Ernesto Ochoa Moreno

Publicado el 05 de diciembre de 2020

Responso en voz baja

Terminé donde mi tío, el padre Nicanor Ochoa, y no hablando de fútbol ni de ídolos populares, sino de la eternidad, de la incertidumbre del más allá. “De la muerte nadie escapa,/ “ni el rey ni el rico ni el Papa”, rezaba el pareado de una saetilla monacal en las noches conventuales de Villa de Leyva. Y porque Italia también aparecía en nuestra conversación sobre el futbolista desaparecido, el viejo cura se mostró confidencial.

-Recuerdo, muchacho, que cuando estudié en Roma, en los atardeceres de otoño, en esos “tramonti” romanos desleídos de melancolía en noviembre y diciembre, solía perderme solo por las viejas iglesias de Roma con un claro aunque tal vez enfermizo propósito: olfatear la eternidad al pie de sarcófagos, tumbas, cementerios y otros ámbitos funerarios. El olor a incienso que quedaba pegado a los muros después de las ceremonias e invadía los templos vacíos, insinuaba aromas de muerte, de sepulcros y cadáveres, pero también destapaba el indefinible hálito de lo eterno.

-A usted le ha gustado, padre, según me lo ha contado, visitar los cementerios. Y allá en Roma, por lo visto, andareguear sobre las tumbas del pasado en iglesias y catedrales, husmeando en el piso lápidas con nombres de príncipes, obispos y cardenales que habían dejado bajo tierra, esa “inútil inmortalidad” de que habla un poeta chino.

-Sí. Recuerdo que una vez me encontré parado encima de una lápida de mármol blanco, con un epitafio escrito en latín en la que solamente se leían tres palabras: “Pulvis, cinis, nihil”. Ni nombres, ni fechas, ni dignidades. Y allí, yo también, solo, con la muerte acezando en mis talones como un perro. El difunto podría haber sido eso: un cardenal, un obispo o un príncipe. Tres palabras escuetas: polvo, ceniza, nada. Eso me alborotaba en el alma los olores de la fugacidad de la vida, el desasosiego de la eternidad arañando el tiempo y el acoso entre amoroso y pertinaz de la trascendencia.

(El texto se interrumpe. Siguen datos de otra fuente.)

Issue #60, opened 2022-11-02
Ensure CBS is empty after importing keys


jonasfj:
Whenever we create a CBS object, it's usually because we're feeding some data into BoringCrypto. If all the data is not read, this usually indicates invalid data. If importing a key doesn't consume all the bytes supplied in the key, we should probably reject it.

This needs test cases to ensure compatibility with web implementations.

Look code referencing`Scope.createCBS` those places probably have to check that CBS is empty after it's been processed.

This requires testing of invalid key bytes, so probably blocked by https://github.com/google/webcrypto.dart/issues/55

PR #251, opened 2026-02-09
Reject imported EC and RSA keys with trailing bytes

harrshita123:
This change ensures that all bytes supplied during key import are consumed by BoringSSL.

EC and RSA private/public key imports now verify that the CBS is empty after parsing, rejecting inputs with trailing bytes. This resolves the TODO in EC public key import and aligns behavior with WebCrypto implementations.

Tests for malformed key bytes are not included here, as generating invalid key material is currently blocked by #55.

Related to #60.


lib/src/impl_ffi/impl_ffi.ec_common.dart
```diff
@@ -89,8 +89,14 @@ void _validateEllipticCurveKey(_EvpPKey key, EllipticCurve curve) {
 
 _EvpPKey _importPkcs8EcPrivateKey(List<int> keyData, EllipticCurve curve) {
   return _Scope.sync((scope) {
-    final k = ssl.EVP_parse_private_key(scope.createCBS(keyData));
-    _checkData(k.address != 0, fallback: 'unable to parse key');
+    final cbs = scope.createCBS(keyData);
+    final k = ssl.EVP_parse_private_key(cbs);
+
+    _checkData(
+      k.address != 0 && cbs.ref.len == 0,
```
jonasfj: We need tests that confirm that this what all the browser implementations also do.

I wonder if we should simply write some hand written tests? that don't necessarily use the testrunner setup..

Maybe, we could do something like:

`lib/src/testing/regression/issue_<id>_<name>.dart`

And have such files do:
```
import '../utils/test.dart';

void runTests(void Function(String name, Future<void> Function() test) testFn) {
  test('something', () async {
    ...
  });
}
```

Then we can have `lib/src/testing/testing.dart` import and call `runTests` in its `runAllTests` function.

@HamdaanAliQuatil WDYT?

HamdaanAliQuatil: I like the idea of an issue-specific regression bucket.

Since `runAllTests` already aggregates non-`TestRunner` tests like `random.dart` and `digest.dart`, I’d follow that existing pattern and add something like `lib/src/testing/regression/issue_60_trailing_bytes.dart` exposing `tests()`, then append those in `lib/src/testing/testing.dart`.

That said, I wouldn’t want `regression/issue_<id>_...` to become the default pattern for lots of tests. I’d treat it as a narrow escape hatch for browser-compat regressions and other negative cases that don’t cleanly fit the current framework.

lib/src/testing/regression/issue_60_trailing_bytes.dart
```diff
@@ -0,0 +1,84 @@
...
+    try {
+      await EcdsaPublicKey.importSpkiKey(invalidKey, EllipticCurve.p256);
+    } on FormatException {
+      threw = true;
+    }
+    check(threw, 'Expected FormatException when importing EC public key with trailing bytes');
+  });
+
+  test('RsaPss: importPkcs8Key with trailing bytes throws FormatException', () async {
+    final kp = await RsaPssPrivateKey.generateKey(2048, BigInt.from(65537), Hash.sha256);
```
jonasfj: We could also hardcode these keys, to make tests faster and more consistent.

Maybe it might also be worth testing that before we append zero, we can't import, and when we've appended zero we can't import. This way we're sure it's not because we have hardcoded an invalid :D

lib/src/testing/regression/issue_60_trailing_bytes.dart
```diff
@@ -0,0 +1,84 @@
...
+import 'package:webcrypto/webcrypto.dart';
+import '../utils/utils.dart';
+
+void main() => tests().runTests();
+
+/// Tests for issue #60, exported for use in `../testing.dart`.
+List<({String name, Future<void> Function() test})> tests() {
+  final tests = <({String name, Future<void> Function() test})>[];
+  void test(String name, Future<void> Function() testFn) =>
+      tests.add((name: name, test: testFn));
```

-Pues, tío, eso me pasa también a mí, se lo confieso, y me ha pasado ahora con la muerte de Maradona. Me paro a mirar desde la ladera del escepticismo los desafueros de gloria y de poder de los famosos, de los ídolos. Sus heroísmos y sus cobardías, sus rostros llenos de antifaces y mentiras, sus vanidades y sus miserias, sus miedos y sus petulancias. Sus pecados, en fin sus...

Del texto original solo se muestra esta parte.